Grupo de crianças e adolescentes, entre eles Greta Thunberg, deu o tom do encontro e apresentou queixa contra cinco países, incluindo o Brasil

Por Jennifer Ann Thomas Materia seguir SEGUIR Materia seguir SEGUINDO 23 set 2019, 20h40 •
  • Ao longo desta segunda-feira, 23, durante a Cúpula do Clima das Nações Unidas, que antecede a Assembleia Geral da ONU, em Nova York, um grupo de dezesseis crianças e adolescentes, com idades entre 8 a 17 anos, chamou a atenção do mundo. A sueca Greta Thunberg, de 16 anos, que começou o movimento Fridays For Future, ao matar aula para protestar sozinha em frente ao Parlamento de seu país todas as sexta-feiras, estava entre eles. O grupo formalizou uma reclamação junto ao Comitê dos Direitos da Criança, na ONU, por meio da qual acusaram cinco líderes regionais – Argentina, Brasil, França, Alemanha e Turquia – de terem conhecimento dos riscos das mudanças climáticas há décadas e não agirem para evitar as consequências.

    De acordo com o engenheiro florestal e coordenador do MapBiomas, Tasso Azevedo, que participou da cúpula em Nova York, os mais jovens definiram o tom da real situação em que o planeta se encontra. “Eles deram uma aula. Estamos naquela fase em que a população está se dando conta de que o problema é realmente muito grande. O senso de urgência surgiu com a presença das crianças e dos adolescentes. Nenhuma outra fala conseguiu capturar o nível de necessidade que temos atualmente”, declarou.

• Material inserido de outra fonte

PR #592, opened 2025-08-23
Fix kerbals not being properly matched by their name

### LINKED ISSUE #541: Kerbals whose (first) name is a substring of another Kerbal disappear
Admittedly the title of the issue is a guess, but I'd also call it an educated guess.  Took us 3 hours to figure out *something* that would un-bork our save and deleting Billy-Bobdas Kerman was what did it.

I looked and it seems I don't have a log from when this happened.  I can reproduce the issue if necessary, but I hope the rest of the report is sufficient information (we debugged the issue as well as we could and found the cause and worked around it...and then kept playing and lost the logs from the now-deleted broken instances).

---

Version:

Latest release (0.29.0) for client and server

---

> If you have access to the server. Please zip the whole "Universe" and "Config" folder.
Also if you are running mods in the server, attach the "LMPModControl.txt"

I don't currently have the server in that state but if necessary I can return it to that state and upload the requested files.

Here is the [config folder](https://github.com/LunaMultiplayer/LunaMultiplayer/files/10497076/Config.zip) (which is unchanged from before the issue) in case it's useful.

---

Background:

- OS: Linux (server), Linux and Windows (clients)
- KSP Version: build 10132464 (Steam latest)
- LMP version (include the build number if you are using a nighly build): see above

---

Mods (remember that **mods are not supported**):  

RSS and most of its suggested mods from CKAN (not RO, also RSS with stock parts is hard)

Complete list:

```
ls -1 KSPFolder/GameData

000_Harmony
000_KSPBurst
Custom_FARAeroData.cfg
EnvironmentalVisualEnhancements
Kopernicus
KSCSwitcher
KSPCommunityFixes
LMP Readme.txt
LunaMultiplayer
ModularFlightIntegrator
ModuleManager.4.2.2.dll
ModuleManager.ConfigCache
ModuleManager.ConfigSHA
ModuleManager.Physics
ModuleManager.TechTree
Parallax
Parallax_StockTextures
RealSolarSystem
RSSDateTime
RSS-Textures
RSSVE
Scatterer
ScattererAtmosphereCache
SpaceTuxLibrary
Squad
SquadExpansion
```

---

Expected behaviour:  

Kerbals save and load correctly.

---

Current behaviour:  

If a contract (or the astronaut complex) creates a Kerbal, it assigns it a name.  Some names seem to be problematic for an unknown reason.  We accepted a tourist contract which included a tourist named Billy-Bobdas Kerman, but then called it a night.  When next we loaded the save, Bill and Bob Kerman were nowhere to be found (not MIA or anything) and the vessel Bob was on caused an infinite loading screen if you attempted to fly it.  Bill's and Bob's `Kerbals/name.txt` files were also gone.  We discovered that if we restored from that good save and deleted the tourist contracts and Billy-Bob Kerman's file that this issue went away.  We're *pretty sure* this is the issue and have not seen it since we weighted low and now decline all Kerbal-generating contracts.

---

Steps to reproduce:  

See "current behavior" section (I couldn't find a clean separation between this and that section in this case).

This: [persistent.txt](https://github.com/LunaMultiplayer/LunaMultiplayer/files/10496976/persistent.txt) is the (renamed because github doesn't recognize .sfs) save file which we were able to restore from.  This file is pre-"fix".  Load it onto a server, join, fly the earth orbit science lab if you want (I did this when testing and it worked on first load), leave the server, restart the server, rejoin and now Bill and Bob are gone and that science lab will hit you with an infinite load screen.

---

I've poked around in the source a bit in hopes to find something which stood out at me that could cause this issue, but not for too long yet.  I'll probably keep looking though, and will post back here if I find something, and open a PR if I find something definitive that I can reasonably fix.

Matszwe02:
Modify KerbalSystem to match kerbals by their exact name match

Add `existingKerbal` and `existingProtoCrew` for direct kerbal access instead of operating on list

Directly match kerbal's name with `k.name == protoCrew.name` as current approach did allow non exact matches

fixes #541

### DIFF
--- a/LmpClient/Systems/KerbalSys/KerbalSystem.cs
+++ b/LmpClient/Systems/KerbalSys/KerbalSystem.cs
@@ -3,6 +3,7 @@ using KSP.UI.Screens;
 using LmpClient.Base;
 using LmpClient.Events;
 using System.Collections.Concurrent;
+using System.Linq;
 using System.Reflection;
 using UnityEngine;
 
@@ -136,7 +137,11 @@ namespace LmpClient.Systems.KerbalSys
                 var refreshDialog = false;
                 while (KerbalsToRemove.TryDequeue(out var kerbalNameToRemove))
                 {
-                    HighLogic.CurrentGame.CrewRoster.Remove(kerbalNameToRemove);
+                    var kerbalToRemove = HighLogic.CurrentGame.CrewRoster.Crew.FirstOrDefault(k => k.name == kerbalNameToRemove);
+                    if (kerbalToRemove != null)
+                    {
+                        HighLogic.CurrentGame.CrewRoster.Remove(kerbalToRemove);
+                    }
                     refreshDialog = true;
                 }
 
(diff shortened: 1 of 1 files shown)


Matszwe02:
I have an update on this: somehow my tests didn't catch that the issue still appears - I've narrowed it down to `Bob` and `Bill` kerbals being removed from server files the same moment a new kerbal with overlapping names is generated by the server.
My tests didn't fully catch that, because I was inserting these bad kerbal names into Universe, which isn't generating any issues. That makes further debugging much harder, as it only breaks the moment server chooses to create a bad kerbal.

So I'm still investigating the bug.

    Frente à ONU, os manifestantes afirmaram que as mudanças climáticas impactaram as suas vidas com mortes por queimadas e inundações, ameaças a modos de vida tradicionais, como a pesca, e prejuízos à saúde, como dengue, malária e asma. Com a reclamação feita, o comitê, composto por dezoito especialistas em direitos da infância, determinará se o documento poderá ser aceito. Se decidirem que sim, buscarão respostas junto aos países indicados pelos jovens e farão recomendações.

    Com 17 anos, a manifestante da África do Sul, Ayakha Melithafa, declarou que “as pessoas mais velhas não estão prestando atenção porque elas não serão tão impactadas. Elas não nos levam a sério, mas queremos mostrar que estamos falando sério”.

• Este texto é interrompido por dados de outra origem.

Issue #587, opened 2025-05-08
Cannot add settings in gameplaysettings.xml


OPenworldgamer:
Background:

OS: Windows
KSP Version: 1.12.5
LMP version (include the build number if you are using a nighly build): 0.29.0
Mods (remember that mods are not supported):

For example:
Click-Through-Blocker
and a lot more

Expected behaviour:
Modifying the settings xml with new settings applies those settings.

Current behaviour:
Settings in the xml file that I try to custom add get deleted. The goal is that I could change mod settings and other game settings so they don't keep getting reset.

Steps to reproduce:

    Ao mesmo tempo em que o Brasil foi um dos alvos das críticas apresentadas ao Comitê dos Direitos da Criança, participantes do evento afirmaram que o governo teve pouca presença e abriu mão da possibilidade de ser uma liderança no desenvolvimento de uma economia sustentável. Por sua vez, em vídeo, o ministro do Meio Ambiente, Ricardo Salles, defendeu a presença do país no evento: “O Brasil é o país que mais tem feito no âmbito do Acordo de Paris. Temos o etanol, mudança da nossa matriz energética, uma série de medidas que outros países que nos criticam não fazem”.